Polyclonal antibodies binding to human TGF-beta1 and human TGF-beta2 against both neutralizing and non-neutralizing epitopes have been raised in rabbits (Danielpour et al., Growth Factors, 2: 61-71 (1989); Roberts et al. Growth Factors, 3: 277-286 (1990)), chickens (R&D Systems, Minneapolis) and turkeys (Danielpour et al., J. Cell Physiol., 138: 79-86 (1989); Danielpour and Sporn, J. Cell Biochem., 13B: 84 (1989)).

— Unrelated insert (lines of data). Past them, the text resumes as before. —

PR #373, opened 2020-02-18
add deep linking tests

britt6612:
This PR adds the tests for the deep linking.

Im using the boundingClientRectProperty to get the top measurement of the visual on the page which should be close to 0 when the sub links are correctly displayed. There is a little range in there now so that the tests do not fail. 

Commented out the test with the search since that test will always fail because it goes to the top of the page until issue #320 is fixed.

### DIFF
--- a/aries-site/src/tests/navigation/deeplinks.js
+++ b/aries-site/src/tests/navigation/deeplinks.js
@@ -4,7 +4,7 @@ import { ReactSelector, waitForReact } from 'testcafe-react-selectors';
 import { Selector } from 'testcafe';
 import { baseUrl, Search } from '../utils';
 
-// A Deeplink is a subsection of the sections. This is testing if the page is taken to the right section of page to match the hash
+// A deeplink is a subsection of a page. These tests check if the website is taken to the right scroll position of the page to match the hash of the intended subsection.
 
 const getSuggestion = page => {
   return ReactSelector(`${Search} StyledDrop Button`).withText(page);
--- a/aries-site/src/tests/navigation/deeplinks.js
+++ b/aries-site/src/tests/navigation/deeplinks.js
@@ -2,18 +2,15 @@
 /* eslint-disable no-undef */
 import { ReactSelector, waitForReact } from 'testcafe-react-selectors';
 import { Selector } from 'testcafe';
-import { baseUrl } from '../utils';
+import { baseUrl, Search } from '../utils';
 
 // A Deeplink is a subsection of the sections. This is testing if the page is taken to the right section of page to match the hash
-
-// Selector name found using Chrome React dev tools on prod mode of website
-const Search = 'D Box';
 
 const getSuggestion = page => {
   return ReactSelector(`${Search} StyledDrop Button`).withText(page);
 };
 
-fixture('Search')
+fixture('Deep Linking')
   .page(baseUrl)
   .beforeEach(async () => {
     await waitForReact();
@@ -39,8 +36,6 @@ page therefore it is failing. Going to leave commented out for now.
 /*Added range to this test since now there is some issues with different browsers as to where
 the page actually lands when routed to a deep link
 */
-
-fixture('Deep linking').page(baseUrl);
 
 test('should navigate to correct hash of page when a deep link is directly routed to', async t => {
   const url = `${baseUrl}/foundation/color#background-colors`
--- a/aries-site/src/tests/navigation/deeplinks.js
+++ b/aries-site/src/tests/navigation/deeplinks.js
@@ -1,0 +1,52 @@
+
+/* eslint-disable no-undef */
+import { ReactSelector, waitForReact } from 'testcafe-react-selectors';
+import { Selector } from 'testcafe';
+import { baseUrl } from '../utils';
+
+// A Deeplink is a subsection of the sections. This is testing if the page is taken to the right section of page to match the hash
+
+// Selector name found using Chrome React dev tools on prod mode of website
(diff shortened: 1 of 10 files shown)


aries-site/src/tests/navigation/search.js
```diff
@@ -75,3 +75,19 @@ test('should navigate to correct page when user is only using keyboard ', async
...
+//   const page = 'Background Colors';
+//   const backgroundColors = Selector('#background-colors')
+//   const suggestion = getSuggestion(page);
+
+//   await t
+//     .typeText(ReactSelector(Search), 'col')
+//     .click(suggestion)
+//     .expect(backgroundColors.getBoundingClientRectProperty("top"))
+//     .within(-150, 150);
+// });
```
ShimiSun: why is this block needed?

aries-site/src/tests/navigation/homepage.js
```diff
@@ -27,3 +27,18 @@ test('should navigate to correct path when a tile is choosen via keyboard', asyn
...
+
+fixture('Deep linking').page(baseUrl);
+
+test('should navigate to correct hash of page when a deep link is directly routed to', async t => {
+  const url = `${baseUrl}/foundation/color#background-colors`
+  const pageSection = Selector('#background-colors');
+  await t
+    .navigateTo(url)
+    .expect(pageSection.getBoundingClientRectProperty("top"))
+    .within(-150, 150);
```
ShimiSun: How those numbers had been chosen?

aries-site/src/tests/navigation/search.js
britt6612: This block tests if the user for example searches background-colors from the home page it should take them to the subsection #background-colors of the page. Currently it takes the user to the top of the page which needs to be fixed from issue #320 I commented out so our tests wont fail since we know what the problem is.

aries-site/src/tests/navigation/homepage.js
britt6612: I got these numbers from  doing `document.getElementById('background-colors').getBoundingClientRect()` again this should be equal to 0 but since we have that deep linking bug I did a wider range so that way the tests don't always fail until we get that fixed

aries-site/src/tests/navigation/search.js
britt6612: If it makes sense to keep this out for now until we fix issue #320 then I can save it locally and add it back in once that is fixed.

ShimiSun: If we are planning on keeping this comment, add an inline explanation of why it is commented and what required to have it back in.

britt6612: okay I did add 
This test will fail until issue #320 is fixed. The page scroll is at the incorrect section of the 
page therefore it is failing. Going to leave commented out for now. 
 
on line 79-80 not sure if you saw that but I can explain further

aries-site/src/tests/navigation/deeplinks.js
```diff
@@ -0,0 +1,52 @@
+
+/* eslint-disable no-undef */
+import { ReactSelector, waitForReact } from 'testcafe-react-selectors';
+import { Selector } from 'testcafe';
+import { baseUrl } from '../utils';
+
+// A Deeplink is a subsection of the sections. This is testing if the page is taken to the right section of page to match the hash
```
taysea:
```suggestion
// A deeplink is a subsection of a page. These tests check if the website is taken to the right scroll position of the page to match the hash of the intended subsection.
```

aries-site/src/tests/navigation/deeplinks.js
```diff
@@ -0,0 +1,52 @@
...
+
+// Selector name found using Chrome React dev tools on prod mode of website
+const Search = 'D Box';
+
+const getSuggestion = page => {
```
taysea: Should Search and getSuggestion be pulled into utils if it's being used across files?

aries-site/src/tests/navigation/deeplinks.js
```diff
@@ -0,0 +1,52 @@
...
+  return ReactSelector(`${Search} StyledDrop Button`).withText(page);
+};
+
+fixture('Search')
```
taysea: I think my thought is that this file would have one fixture called "Deep linking" and that the two tests would fall beneath it. What do you think?

aries-site/src/tests/navigation/deeplinks.js
britt6612: I kinda thought the same since its being used now in 2 places where as before just one. I can move it

aries-site/src/tests/navigation/deeplinks.js
britt6612: I see your point I agree I will change that

aries-site/src/tests/navigation/search.js
```diff
@@ -1,10 +1,7 @@
 /* eslint-disable max-len */
 /* eslint-disable no-undef */
 import { ReactSelector, waitForReact } from 'testcafe-react-selectors';
-import { baseUrl, getLocation, repeatKeyPress } from '../utils';
-
-// Selector name found using Chrome React dev tools on prod mode of website
-const Search = 'D Box';
+import { baseUrl, getLocation, repeatKeyPress, Search } from '../utils';
 
 const getSuggestion = page => {
```
taysea: This is repeated in search and deeplinks -- seems like it could also move to utils

taysea: getSuggestion

Issue #180, opened 2020-01-10
Update light-mode background colors


halocline:

taysea:
Will be closed by: https://github.com/grommet/grommet/pull/3735

Issue #355, opened 2020-02-11
No background fill on light theme examples.


L0ZZI:
When switching from dark to light theme, the background box isn't using the background-front prop? is this part of #180 ?

![Screen Shot 2020-02-11 at 6 57 37 AM](https://user-images.githubusercontent.com/1753301/74248170-06263d80-4c9c-11ea-83ea-b39e1b41a5bb.png)
![Screen Shot 2020-02-11 at 6 57 33 AM](https://user-images.githubusercontent.com/1753301/74248172-06bed400-4c9c-11ea-83f1-61158758ef81.png)

halocline:
@L0ZZI Yes, https://github.com/hpe-design/design-system/issues/180 will fix this. `background-back` `#EFEFEF` will be applied and `background-front` will remain `#FFFFFF`.

PR #380, opened 2020-02-18
Apply grommet background prop

taysea:
Add `background="background-back"` to Grommet component so that light theme background applies correctly.

Closes: #180 #355

### DIFF
--- a/aries-site/src/components/content/ThemeMode.js
+++ b/aries-site/src/components/content/ThemeMode.js
@@ -15,6 +15,7 @@ export const ThemeMode = ({ children }) => {
 
   const body = (
     <Grommet
+      background="background-back"
       theme={aries}
       themeMode={themeMode}
       full
--- a/yarn.lock
+++ b/yarn.lock
@@ -2,36 +2,47 @@
 # yarn lockfile v1
 
 
-"@ampproject/toolbox-core@^1.1.1":
-  version "1.1.1"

Peptides representing partial or complete TGF-beta sequences have also been used as immunogens to raise neutralizing polyclonal antisera in rabbits. Ellingsworth et al., J. Biol. Chem., 261: 12362 (1986); Ellingsworth et al., Cell. Immunol., 114: 41 (1988); Border et al. Nature, 346: 371-374 (1990); Flanders, Biochemistry 27: 739-746 (1988); Flanders et al., Growth Factors, 3: 45-52 (1990); Flanders et al., Development, 113: 183-191 (1991). In addition, there have been limited reports of isolation of mouse monoclonal antibodies against TGF-beta. Following immunization with bovine TGF-beta2 (identical to human TGF-beta2), three non-neutralizing monoclonal antibodies were isolated that are specific for TGF-beta2 and one neutralizing antibody that is specific for TGF-beta1 and TGF-beta2. Dasch et al., J. Immunol., 142: 1536-1541 (1989). In another report, following immunization with human TGF-beta1, neutralizing antibodies were isolated that were either specific for TGF-beta1 or cross-reacted with TGF-beta1, TGF-beta2 and TGF-beta3. Lucas et al., J. Immunol., 145: 1415-1422 (1990). Polyclonal antisera to human and porcine TGF-beta (Keski-Oja et al., Cancer Res., 47: 6451-6458 (1987)) and to porcine TGF-beta2 (Rosa et al., Science, 239: 783-785 (1988)) have been shown to neutralize the biological activity of TGF-beta1 and TGF-beta2, respectively. Rabbit anti-TGF-beta serum is described in Roberts et al., Proc. Natl. Acad. Sci. USA, 83: 4167-4171 (1986). In addition, RIAs against TGF-beta1 using rabbit antiserum have been established to quantitate the released protein during platelet aggregation. Assoian and Sporn, J. Cell Biol., 102: 12178-1223 (1986).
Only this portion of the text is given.